PR #301, opened 2020-11-30
Group tuple nodes visually

jqmp:
This commit updates our DAG visualization to group together any nodes
generated by a common function (i.e., a tuple-generating function). This
means the nodes will be visually aligned and have the same color. I
think this clarifies the relationship between these nodes.

(We already do this for nodes that have the same descriptor but
different case keys; this just extends the grouping logic to nodes that
share entity names.)

Before:

image

After:

image

(`train_frame` and `test_frame` are now grouped together.)


bionic/dagviz.py
```diff
@@ -91,14 +91,39 @@ def dot_from_graph(graph, vertical=False, curvy_lines=False, name=None):
...
-        node_lists_by_cluster[descriptor].append(node)
-
-    descriptors = list(set(graph.nodes[node]["descriptor"] for node in graph.nodes()))
-    color_strs_by_descriptor = hpluv_color_dict(
-        descriptors, saturation=99, lightness=90
+        entity_names = list(node.dnode.all_entity_names())
+        # If this node has no entity names at all, we'll pretend it has a single entity
+        # name. (This is unlikely to happen in practice, but could happen for a
+        # descriptor like the empty tuple `(,)`.)
+        if len(entity_names) == "":
```
namanjain, line 103: I think this should be `len(entity_names) == 0`

bionic/dagviz.py
```diff
@@ -91,14 +91,39 @@ def dot_from_graph(graph, vertical=False, curvy_lines=False, name=None):
...
+                first_cluster.extend(other_cluster)
+                node_clusters_by_entity_name[other_entity_name] = first_cluster
+
+        first_cluster.append(node)
+
+    # Now we deduplicate the clusters and arrange them in a deterministic order.
+    unique_node_clusters_by_obj_id = {
+        id(cluster): cluster for cluster in node_clusters_by_entity_name.values()
+    }
+    sorted_node_clusters = sorted(unique_node_clusters_by_obj_id.values(), key=min)
```
namanjain, line 121: Why are we sorting the clusters now whereas we were not sorting them before?

namanjain (approved):

bionic/dagviz.py
jqmp: Yup! Good catch.

bionic/dagviz.py
jqmp: We want the assignment of colors to clusters to be deterministic. Previously we clustered by descriptor and then assigned a color to each descriptor; now we assign each cluster an arbitrary index and then assign colors to the indices. Sorting the clusters first (using each cluster's first descriptor as a key) means we always assign the same index to each cluster.

I'll add a comment to make this clearer.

=== Description of the task ===
Give the number of lines in the material above that include the string "nodes", with no further text.

=== Expected answer ===
7